I'd liek to setup several trips for AZ next year. I was going to start pursuing this more once the ski season slows down in April or May. I had Colorado in mind primarily because my sister is located there and it just makes it convenient for us and I think she may have some connections in to the resorts which we have yet to try and talk with. 

IF you want let's chat more about some ideas. I could definitely use help with coordinating this.


----------



## xwhaler (Mar 7, 2014)

If the price was right I'd absolutely be interested...have a lot of points to use w/ United so potentially could make this a nice value trip.
Have never skied CO before.


----------



## St. Bear (Mar 7, 2014)

skiNEwhere said:


> Vail resorts released their season pass rates:
> Epic: $729 Unlimited skiing at all of their resorts, plus a few days at a some over seas resorts. Probably not the best deal unless you plan on skiing 5+ days or are going to Tahoe or the canyons during peak periods.
> 
> Epic local: $529 10 days at Vail and Beaver Creek combined, (with peak restrictions) unlimited skiing at the rest of Vail resorts ski areas in Colorado, plus A-basin, with no blackout dates. Unlimited skiing (with restrictions though) at their Tahoe resorts, and canyons as well.
> ...



A-Basin - $299 unlimited, no blackouts.  2 days at Taos, 1 day unguided at Silverton

Loveland - $399 unlimited, no blackouts, 3 days at Monarch, 3 days Durango, 3 days Crested Butte, 1 day unguided at Silverton
                $279 midweek pass, unlimited, 3 days at Monarch, 1 day unguided at Silverton


----------



## thetrailboss (Mar 7, 2014)

St. Bear said:


> A-Basin - $299 unlimited, no blackouts.  2 days at Taos, 1 day unguided at Silverton
> 
> Loveland - $399 unlimited, no blackouts, 3 days at Monarch, 3 days Durango, 3 days Crested Butte, 1 day unguided at Silverton
> $279 midweek pass, unlimited, 3 days at Monarch, 1 day unguided at Silverton



Those are SEASON PASS rates?!  Wow.  Holy $hit those are good deals.


----------



## St. Bear (Mar 7, 2014)

thetrailboss said:


> Those are SEASON PASS rates?!  Wow.  Holy $hit those are good deals.

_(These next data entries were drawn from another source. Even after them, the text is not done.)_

PR #556, opened 2021-07-06
Lang Update

OlliTheDarkness2020:
Create Lang German (Förmlich - Sie) and fill missing translations.

### DIFF
--- a/lang/German(Sie)/global.php
+++ b/lang/German(Sie)/global.php
@@ -1,0 +1,144 @@
+<?php
+/*
+ *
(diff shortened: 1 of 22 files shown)


Zorrototo:
Changes to language have to be made through Transifex https://www.transifex.com/opengamepanel/ogp/dashboard/ 
Unfortunately we can't (at least I can't) merge your changes directly this will be overwritten next synchronization of the Transifex files.

Zorrototo:
Maybe @rocco27 can see if he can force uploading the files, if the language is added.

PR #559, opened 2021-07-18
lack of words - addonsmanager.php

izmoxkawaii:


Zorrototo:
Sorry, but you need to help us translate OGP from Transifex, we can't accept an update from GitHub (unless it is on the Ebnglish language files) as it will be overwritten when the changes at Transifex will be pushed back.

https://www.transifex.com/opengamepanel/ogp/dashboard/

You can ask for access for your language there, then you can translate from the interface.

Sorry you wasted your time (but it is not all lost, you can now copy paste at Transifex).

PS: tell us if you asked for access to a language so I can make sure you're accepted as soon as possible.

PR #568, opened 2021-10-29
Fix cross-site-scripting vulnerability.

isaqueks:
Directly outputting raw values without `htmlspecialchars` can cause HTML to be rendered, which can be used to run malicious scripts codes to steal cookies for example. The script can be injected at login panel for example, typing HTML codes as Username. Then, when someone goes to `watch_logger`, the HTML codes are rendered.
This can be prevented by using `htmlspecialchars`.

### DIFF
--- a/modules/administration/watch_logger.php
+++ b/modules/administration/watch_logger.php
@@ -100,11 +100,14 @@ function exec_ogp_module() {
 		foreach($logs as $log)
 		{
 			$user = $db->getUserById($log['user_id']);
-			$when = $log['date'];
-			$who = $user['users_login'];
-			$where = $log['ip'];
-			$what = $log['message'];
-			$log_id = $log['log_id'];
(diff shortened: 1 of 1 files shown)


isaqueks:
Should these variables intentionally contain HTML codes? If not, I think it's a good practice to use `htmlspecialchars` because in the case that something goes wrong and HTML codes are assigned to the variables, those codes will be escaped.
If the variables **should** intentionally contain HTML, only escape the username.
PS: I am new to Open Game Panel.

own3mall:
This change isn't needed, as any sensitive variables should already be sanitized before being entered into the logger table.

I did a quick look through, and this was the only place that needed adjusting based on my initial look through:

https://github.com/OpenGamePanel/OGP-Website/pull/569

If there is an active vulnerability somewhere else for the watch logger, please provide detailed instructions to reproduce.

PR #24, opened 2023-10-20
HMS-2878 fix: Update go modules fixing security issues

cryptomilk:
Pair-Programmed-With: Andreas Schneider


tiran (changes requested):
- There is a typo in the commit message title.
- Please include a reference to the security issue (GHA#, CVE#, URL).

tiran (approved):

PR #25, opened 2023-10-23
infra: Enable Dependabot and merge tools go.mod

tiran:
Add `dependabot.yml` to enable Dependabot for GitHub Actions and Go modules.

Merge the `go.mod` and `go.sum` from the tools directory with `go.mod` in the root directory. This ensures that Dependabot will keep the dependencies in sync.


.github/dependabot.yml
```diff
@@ -0,0 +1,11 @@
...
+updates:
+  - package-ecosystem: "github-actions"
+    directory: "/"
+    schedule:
+      interval: "weekly"
+
+  - package-ecosystem: "gomod"
+    directory: "/"
+    schedule:
+      interval: "weekly"
```
avisiedo, line 11:
```suggestion
  - package-ecosystem: "gomod"
    directory: "/"
    schedule:
      interval: "weekly"
  - package-ecosystem: "gomod"
    directory: "/tools"
    schedule:
      interval: "weekly"
```

avisiedo: suggestion: Would work the above? if yes, we could keep the tools dependencies; why to remove them?

avisiedo (commented):
I suggest a change that could avoid to remove **tools/go.mod**, and let dependabot to run. If that works, why to remove **tools/go.mod**?

tiran:
Is there any benefit in maintaining two different sets of  go module version? We are already jumping through some hoops to use the same version of oapi-codegen for tools and in the service.

avisiedo:
LGTM

sharing thoughts even if I were wrong, so please correct me:

(1) In the past I got some situations managing the dependencies in go at idmocp; at podengo-project when I realized that by adding **tools/** files that it was possible to keep the dependencies of the tools separate from the dependencies of the service, I thought it could be beneficial to avoid that the dependencies of the tools could impact into the service dependencies and generate situations as I had in the past. About **oapi-codegen**, I have realized recently that the tools does not depends on itself because the runtime that is used by the generated code is in a different package (even repository at https://github.com/oapi-codegen/runtime  the name is confusing as change the organization).

(2) Another reason it is future optimizations in the pipeline, so the tools could be pre-built in a container image or cached in the pipeline depending on tools/go.mod and tools/go.sum files; so dependency updates on the service would not evoke dependency updates on the tools, and reusing the pre-built binaries (from cache or container).

Said the above, nor (1) nor (2) are critical reasons to avoid the PR to merge, and we can come back to the above (1) at any moment in the future, and IMO use dependabot tool provides a high value to keep the dependencies in good shape.

> One last thing; dependabot could suggest in the MR to upgrade some indirect dependencies; if we merge that without detect the primary dependency could evoke situations when building.
> It could happens the primary dependency has no a release at the moment dependabot detect to bump the indirect dependency.

avisiedo (approved):
I pressed the wrong button! LGTM

PR #26, opened 2023-10-23
fix: Changing expiration time to never

aadhikar:
The images generated by the pipeline are deleted after 1d. This change fixes
the situation by setting the quay.expire-after label into the container images
by default to the value of 'never' which avoids the image being deleted. To let
the developer build its own images during the development lifecycle, that
value can be customized from the scripts/mk/private.example.mk template.

### DIFF
--- a/scripts/mk/container.mk
+++ b/scripts/mk/container.mk
@@ -47,7 +47,7 @@ registry-login:
 	$(CONTAINER_ENGINE) login -u "$(CONTAINER_REGISTRY_USER)" -p "$(CONTAINER_REGISTRY_TOKEN)" $(CONTAINER_REGISTRY)
 
 .PHONY: container-build
-container-build: QUAY_EXPIRATION ?= 1d
+container-build: QUAY_EXPIRATION ?= never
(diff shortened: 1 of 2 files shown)


avisiedo (changes requested):
Nice catch :+1:  I suggest to add the below too, to the `scripts/mk/private.example.mk` file.

```makefile
# QUAY_EXPIRATION is used to set the value for the 'quay.expires-after' label,   
# when the container image is built, so quay.io self-delete the image after the  
# indicated time. The value of `never` avoid the image is self-deleted.          
# https://access.redhat.com/documentation/en-us/red_hat_quay/3/html/use_red_hat_quay/working_with_tags#setting_tag_expiration_from_a_dockerfile
export QUAY_EXPIRATION ?= 7d
```

The above file is used only by the developer as a once task when setting the development environment, so it would keep for development propose to self-delete feature for the development images pushed to its own registry during the software lifecycle. It would not affect to the value for the image built in the pipeline.

avisiedo (approved):

PR #33, opened 2023-10-25
infra: Use go.sum from go mod tidy

tiran:
`go get -d` and `go mod tidy` generate slightly different `go.sum` files. Dependabot uses `go mod tidy`, resulting in CI errors. Replace `go get -d` with `go mod download` and use the `go.sum` output of `go mod tidy`.


avisiedo (approved):
LGTM

PR #34, opened 2023-10-25
infra: Regenerate API and mock from Dependabot

tiran:
Use GHA to regenerate API and mock files, then rewrite Dependabot's commit.


tiran:
Does not work as expected. Right now it's easier to manually update the dependencies.

PR #40, opened 2023-11-02
compose: use correct account for healthcheck

frasertweedale:
The compose currently attempts to connect as the container user "root".  This role does not exist in the postgresql server.  The liveness test does succeed, but it fills the "log" (stdout) with annoying messages:

    ... FATAL:  role "root" does not exist

`pg_isready` recognises the standard *libpq* environment variables: https://www.postgresql.org/docs/16/libpq-envars.html.  Set the `PGDATABASE`, `PGUSER` and `PGPASSWORD` environment variables in the database container environment to ensure that the connect test uses a valid account.  As a result, the log output no longer contains the the above message every few seconds.

### DIFF
--- a/deployments/backend-compose.yaml
+++ b/deployments/backend-compose.yaml
@@ -1,3 +1,4 @@
+### This file is used by ipa-hcc CI jobs
 ---
 version: "3.0"
 services:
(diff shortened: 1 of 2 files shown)


tiran:
Could you please fix `deployments/backend-compose.yaml`, too?

frasertweedale:
Actually, I needed to ask about that file.  It is not referenced anyway.  I will take the question to the slack channel.

frasertweedale:
It's used by CI for ipa-hcc - I have updated it as requested.

tiran (approved):

PR #41, opened 2023-11-07
HMS-1832: refactor: PUT /domains/:domain_id using upserts (defered)

avisiedo:
(defered)

This change try to enhance how the PUT /domains/:domain_id endpoints works with the database layer, so to enhance the operations with the database, by using upserts and deleting only when necessary the remaining records for certificates, servers and locations.

TODO
- [x] Rebase

### DIFF
--- a/internal/usecase/repository/domain_repository.go
+++ b/internal/usecase/repository/domain_repository.go
@@ -122,29 +122,23 @@ func (r *domainRepository) Register(
 // 	return *data, nil
 // }
 
-// UpdateAgent save the Domain record into the database. It only update
-// data for the current organization.
+// UpdateAgent save the Domain record into the database.  The org_id
+// and domain_uuid from the data object are used to select the target
+// record.
+//
+// It is assumed that the record is complete and changes have already been
+// "merged" and are ready to save to the database.
 func (r *domainRepository) UpdateAgent(
 	db *gorm.DB,
 	orgID string,
 	data *model.Domain,
 ) (err error) {
-	var currentDomain *model.Domain
 	if err = r.checkCommonAndData(db, orgID, data); err != nil {
 		return err
 	}
 
-	// Check the entity exists
-	if currentDomain, err = r.FindByID(
-		db,
-		orgID,
-		data.DomainUuid,
-	); err != nil {
-		return err
-	}
-
-	if err = db.Omit(clause.Associations).
-		Where("org_id = ? AND domain_uuid = ?", orgID, currentDomain.DomainUuid).
+	if err = db.
+		Omit(clause.Associations).
 		Updates(data).
 		Error; err != nil {
 		return err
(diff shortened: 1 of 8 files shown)


test/data/http/update-rhel-idm-domain.json
```diff
@@ -2,20 +2,20 @@
   "domain_name": "mydomain.example",
   "domain_type": "rhel-idm",
   "rhel-idm": {
-    "realm_name": "MYDOMAIN.EXAMPLE",
+    "realm_name": "UPDATE-MYDOMAIN.EXAMPLE",
```
tiran, line 5: It is not possible to modify the Kerberos realm or domain name of an IdM deployment. We should treat a change as an error. There are probably some other fields that we should treat as read-only after initial registration. Can you open a ticket for the problem?

internal/usecase/repository/domain_repository.go
```diff
@@ -407,50 +420,68 @@ func (r *domainRepository) createIpaDomain(
...
-	if db == nil {
-		return internal_errors.NilArgError("db")
-	}
-	if data == nil {
-		return internal_errors.NilArgError("data' of type '*model.Ipa")
-	}
-	if err = db.Unscoped().
-		Delete(data).Error; err != nil {
-		return err
+func (r *domainRepository) ipaFillUpdateAgentReminders(oldData *model.Domain, newData *model.Domain) (remCerts []uint, remServers []uint, remLocations []uint) {
```
tiran, line 423: Do you mean `remainder` (rest, residual) instead of `reminder` (recall, memory)?

internal/usecase/repository/domain_repository.go
```diff
@@ -407,50 +420,68 @@ func (r *domainRepository) createIpaDomain(
...
+	remLocations = nil
+
+	// Check cert reminders
+	OldLenCerts := len(oldData.IpaDomain.CaCerts)
+	NewLenCerts := len(newData.IpaDomain.CaCerts)
+	if OldLenCerts > NewLenCerts {
+		remCerts = make([]uint, OldLenCerts-NewLenCerts)
+		for i := NewLenCerts; i < OldLenCerts; i++ {
+			remCerts[i-NewLenCerts] = oldData.IpaDomain.CaCerts[i].Model.ID
+		}
```
tiran, line 435: I'm not sure whether I understand the algorithm to perform upserts. Does a new cert + removal of an existing cert recycle a database entry? That sounds wrong to me.

Would it help if `ipa-hcc` would include a persistent, unique id that identifies an entry (server, location, cert)? That would allow us match LDAP entries to database entries.

test/data/http/update-rhel-idm-domain.json
avisiedo: thanks mate! I have created a ticket for it!

internal/usecase/repository/domain_repository.go
avisiedo: yeah! thank you! I mean `remainder`  :+1:

internal/usecase/repository/domain_repository.go
avisiedo: About "Does a new cert + removal of an existing cert recycle a database entry?", yes that would be what is doing with this change; the data would be modified, but the internal database key is kept; below what I have observed:

----

- If I add Cert A + remove Cert B,
- the record that store Cert A information after the operation will hold the information of Cert B and the key of the record is kept.
- The DB has no entities that point out to Certs (the certs has a foreign key to the Ipa record hat own them).

> If the DB schema is extended in the future and some entity reference to the cert, then this operation as it is implemented on this PR would be wrong.

----

About "Would it help if ipa-hcc would include a persistent, unique id that identifies an entry (server, location, cert)?", I am not sure; if we update (without upserts) the data, we could split the record to update, the records to insert and the records to delete; for domains with a lot of information we could group on bulk data.

----

Would we prefer then the navy implementation? (I am not against that, as I think this could be an early optimization that maybe we want to delay for later).

avisiedo:
Setting this change as a draft but not closing, to defer the changes in a later time.

avisiedo:
closing ticket because staleness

Yeah, when I was at A-Basin they had flyers up in the restrooms advertising next year's season pass.  I almost pissed all over myself when I saw how much they are.


----------



## thetrailboss (Mar 7, 2014)

St. Bear said:


> Yeah, when I was at A-Basin they had flyers up in the restrooms advertising next year's season pass.  I almost pissed all over myself when I saw how much they are.



The thing is that in a good snow year, both A-Basin and Loveland deliver skiing and riding longer than almost anyone else.  Long season is a top thing for me.


----------